La génération Z voue une véritable fascination au vintage. La génération X aussi, mais probablement pour des raisons différentes. Cette dernière peut porter une Omega Ploprof avec une certaine distance, un clin d’œil teinté d’ironie. La génération Z, élevée dans un monde numérique, semble quant à elle animée par une nostalgie plus profonde : celle d’objets porteurs de sens, issus d’une époque où le marketing n’était pas encore devenu la raison d’être de tout produit.

The Summer Blue Omega Seamaster Ploprof 1200M © Omega

Le vintage peut constituer une porte d’entrée abordable dans l’univers de l’horlogerie. Pourtant, à voir l’engouement pour ces pièces croître plus vite encore que leurs prix dans les ventes aux enchères, il est difficile de penser que le facteur économique soit désormais déterminant. Choisir le vintage, c’est avant tout rechercher l’unicité, posséder un objet qu’aucune fortune ne garantit de pouvoir acquérir. C’est aussi appliquer l’une des règles les plus anciennes du style : créer une silhouette intéressante en mêlant les époques et les registres. Un carré Hermès associé à un jean patiné par les années, une bague héritée de sa grand-mère et une montre de poche. Ou encore un manteau Yohji Yamamoto, un jean ample des années 1990, des Blundstone et une Omega Seafarer des années 1950.

A 19, 1927 by Laszlo Moholy Nagy © 2016 Hattula Moholy-Nagy/VG Bild-Kunst, Bonn/Artists Rights Society (ARS), New York.

Cette même philosophie donne naissance aux montres les plus intéressantes : celles qui osent associer matériaux, finitions, formes et références issues de différentes périodes. Prenons la nouvelle Breguet Tradition. Son architecture puise directement dans le XVIIIe siècle, tout en étant réinterprétée avec des matériaux, des performances et des proportions contemporains. Ou encore le phénomène qu'est devenue la Bvlgari Octo Finissimo. Ses lignes géométriques pures auraient sans doute séduit les constructivistes du début du XXe siècle, tout comme László Moholy-Nagy (1895-1946), artiste et professeur du Bauhaus qui a largement contribué à façonner ce langage esthétique. Si son œuvre vous est inconnue, elle mérite d’être découverte. Bvlgari s’est réapproprié ces formes, les a recomposées selon une approche nouvelle et les a notamment réalisées en titane. Le résultat est résolument contemporain. Pourtant, l’Octo Finissimo possède déjà cette qualité rare des objets intemporels : nous assistons probablement à la naissance d’une véritable icône.
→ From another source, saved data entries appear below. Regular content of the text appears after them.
PR #10319, opened 2021-03-17
[plugin] extract flowResourcesFolder into AdapterBase

### LINKED ISSUE #10318: Give BuildUtil possability to  define FLOW_RESOURCES_FOLDER
Will do a PR

Extract  FrontendUtils.DEFAULT_FLOW_RESOURCES_FOLDER into Adapter to have more possibilitiea to control where the resource should be placed. For example, in not maven Layouts, the base path '/target' is not the best idea

https://github.com/vaadin/flow/blob/0be0cb985311bfe9a95eb5b264459a42d6b24ca9/flow-plugins/flow-plugin-base/src/main/java/com/vaadin/flow/plugin/base/BuildFrontendUtil.java#L133

stbischof:
Gives Plugins possability to define FLOW_RESOURCES_FOLDER. 

Closes #10318

### DIFF
--- a/flow-plugins/flow-maven-plugin/src/main/java/com/vaadin/flow/plugin/maven/FlowModeAbstractMojo.java
+++ b/flow-plugins/flow-maven-plugin/src/main/java/com/vaadin/flow/plugin/maven/FlowModeAbstractMojo.java
@@ -38,6 +38,7 @@ import com.vaadin.flow.plugin.base.BuildFrontendUtil;
 import com.vaadin.flow.plugin.base.PluginAdapterBase;
 import com.vaadin.flow.server.Constants;
 import com.vaadin.flow.server.frontend.FrontendTools;
+import com.vaadin.flow.server.frontend.FrontendUtils;
 import com.vaadin.flow.server.frontend.installer.NodeInstaller;
 import com.vaadin.flow.server.frontend.scanner.ClassFinder;
 
@@ -371,5 +372,11 @@ public abstract class FlowModeAbstractMojo extends AbstractMojo
     @Override
     public boolean isJarProject() {
         return "jar".equals(project.getPackaging());
+    }
+
+    @Override
+    public String flowResourcesFolder() {
+
+        return FrontendUtils.DEFAULT_FLOW_RESOURCES_FOLDER;
     }
 }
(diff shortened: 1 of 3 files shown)


flow-plugins/flow-maven-plugin/src/main/java/com/vaadin/flow/plugin/maven/FlowModeAbstractMojo.java
```diff
@@ -372,4 +373,10 @@ public File webpackOutputDirectory() {
     public boolean isJarProject() {
         return "jar".equals(project.getPackaging());
     }
+
+    @Override
+    public String flowResourcesFolder() {
+
```
caalador, line 379:
```suggestion
```

flow-plugins/flow-plugin-base/src/main/java/com/vaadin/flow/plugin/base/PluginAdapterBase.java
```diff
@@ -274,5 +274,13 @@ default boolean isUseDeprecatedV14Bootstrapping() {
      */
     File webpackOutputDirectory();
 
+    /**
+     *  Default folder for copying front-end resources present in the classpath
+     * jars.
+     * 
+     * @return {@link String}
+     */
```
caalador, line 282:
```suggestion
    /**
     * Default target folder to copy front-end resources to from jars present
     * on the classpath and project local frontend files in
     * frontendResourcesDirectory.
     *
     * @return {@link String}
     */
```

caalador (changes requested):
`BuildFrontendUtil::runNodeUpdater` L241 still has the hardcoded folder  
```
        File flowResourcesFolder = new File(adapter.npmFolder(),
                DEFAULT_FLOW_RESOURCES_FOLDER);
```

Also as this is only set in BuildFrontend I guess running only prepare will generate a different result as it will still use the default target directory `File flowResourcesFolder = new File(baseDir, DEFAULT_FLOW_RESOURCES_FOLDER);` `DevModeInitialize:L278` The given folder should be also delegated here when only running PrepareFrontend

stbischof:
There is an other issue that will fix the static use of the target folder.

caalador:
But that is another case. Here we are adding the `flowResourcesFolder` through the plugin which should probably be written to the token file to get it into the configuration object in prepare-frontend and then removed from there in build-frontend step as then we shouldn't have any paths stored in the token file.

DevModeInitializer should then read the `PARAM_FLOW_RESOURCES` from the configuration as `File flowResourcesFolder = new File(baseDir, config.getStringProperty(PARAM_FLOW_RESOURCES, DEFAULT_FLOW_RESOURCES_FOLDER));`

caalador:
Is there still a need for this change as #10335 was fixed and the resources will go according to the defined build directory?

stbischof:
yes this should be enough!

Octo Finissimo opaline titanium dial © Bvlgari

Oui, l’Octo Finissimo survivra vraisemblablement à notre époque. Même aux jeunes collectionneurs de la génération Z qui viennent tout juste de la découvrir avec admiration. Mais quelles créations de notre temps connaîtront le même destin ? Dans une époque où nous sommes si attachés à revisiter le passé, quelles montres deviendront, à leur tour, les pièces vintage de demain ?

Les créations remarquables ne manquent évidemment pas. Comme toujours, il est difficile de distinguer ce qui relève de la nouveauté de ce qui traversera véritablement les générations. Si je devais miser sur trois modèles, au regard des dernières créations de leurs maisons respectives, je choisirais l’Hermès H08, la Streamliner de H. Moser & Cie et l’Overseas de Vacheron Constantin. Et vous, sur quelles montres parieriez-vous ?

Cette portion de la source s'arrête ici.